Search Unity

ML-Agents: How to implement it?

Discussion in 'ML-Agents' started by Demo_101, Apr 3, 2021.

  1. Demo_101

    Demo_101

    Joined:
    Jan 26, 2020
    Posts:
    8
    Hey, this is my first ML-Agents project, I do have some questions, regarding the implementation.
    • If the agents makes a decision, which is impossible (f.e. jumping with no stamina), how do I tell the agent, that it's impossible? Do I reward the agent with -1 or just leave it at all?
    • Assume a unity scene can have 5-20 enemies and the agent should attack one of them. What branch size do I choose? Do I choose a branch size of 20 and mask 15 out (if there are only 5 enemies) or is there a way of changing the branch size in runtime?
    • If the agent makes a decision, he can be rewarded. What if the reward can only be assigned 5 seconds after taking this decision? The agent may have taken other steps in the meantime, how does he allocate which reward belongs to which action?
    Thank you very much for taking the time to read.
     
  2. ruoping_unity

    ruoping_unity

    Unity Technologies

    Joined:
    Jul 10, 2020
    Posts:
    134
    > If the agents makes a decision, which is impossible (f.e. jumping with no stamina), how do I tell the agent, that it's impossible? Do I reward the agent with -1 or just leave it at all?

    For discrete actions you can set the action_mask to prevent the agent from taking invalid action. Please see this doc.
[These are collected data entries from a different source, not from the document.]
PR #1733, opened 2023-12-11
Use remote gateway to render logos

pablomendezroyo:
Use remote gateway to render logos instead of local IPFS proxy

### DIFF
--- a/packages/utils/src/fileToGatewayUrl.ts
+++ b/packages/utils/src/fileToGatewayUrl.ts
@@ -1,5 +1,6 @@
 import { DistributedFile } from "@dappnode/common";
 import { normalizeHash } from "./normalizeHash.js";
+import url from "url";
 import { params } from "@dappnode/params";
 
 /**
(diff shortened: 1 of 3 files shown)


dappnodedev (approved):

packages/utils/src/fileToGatewayUrl.ts
```diff
@@ -13,7 +14,10 @@ export function fileToGatewayUrl(distributedFile?: DistributedFile): string {
 
   switch (distributedFile.source) {
     case "ipfs":
-      return `${params.IPFS_GATEWAY}${normalizeHash(distributedFile.hash)}`;
+      return url.resolve(
```
dappnodedev, line 17: What about:
```
return url.resolve(
  `${params.IPFS_REMOTE}/${params.IPFS_GATEWAY}`,
  normalizeHash(distributedFile.hash)
);
```
to avoid using `url.resolve` twice here?

PR #1744, opened 2023-12-12
Deprecate ethforward and bump ethers

pablomendezroyo:
Deprecate ethforward and bump ethers in dappmanager module


pablomendezroyo:
Will not implement

PR #1749, opened 2023-12-13
Fix first upload in frontend component `To.tsx`

pablomendezroyo:
Fix first upload in frontend component `To.tsx`, it only works the 2, 4 and so on


pablomendezroyo:
Does not fix it

PR #1755, opened 2023-12-18
Warning about OpenVPN deprecation

dappnodedev:
OpenVPN is about to be deprecated in favour of WireGuard. Here we show a warning for the users to migrate to the new VPN client
image


pablomendezroyo:
Not needed

PR #1765, opened 2023-12-26
Add service and timer to check docker network health

pablomendezroyo:
Add service and timer to check docker network health


packages/hostScriptsServices/hostScripts/check_docker_network.sh
```diff
@@ -0,0 +1,53 @@
...
+check_and_create_network() {
+    for ((i=0; i<max_retries; i++)); do
+        if docker network inspect "$network_name" &> /dev/null; then
+            echo "Docker network '$network_name' exists."
+            docker network inspect "$network_name"
+            return 0
+        else
+            echo "Attempt $((i+1)) of $max_retries: Docker network '$network_name' does not exist. Trying to create it..."
+
+            # [Insert your existing logic for checking core version and creating network here]
```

    > Assume a unity scene can have 5-20 enemies and the agent should attack one of them. What branch size do I choose? Do I choose a branch size of 20 and mask 15 out (if there are only 5 enemies) or is there a way of changing the branch size in runtime?

    The action spec defines all the actions you can possibly do in the game and shouldn't change throughout the game. If an action is not valid at a certain step you should mask it using action_mask. Branch size defines all possible values for a certain action. So if what you want is "choose one between 20" then yes you should use branch size 20.

    > If the agent makes a decision, he can be rewarded. What if the reward can only be assigned 5 seconds after taking this decision? The agent may have taken other steps in the meantime, how does he allocate which reward belongs to which action?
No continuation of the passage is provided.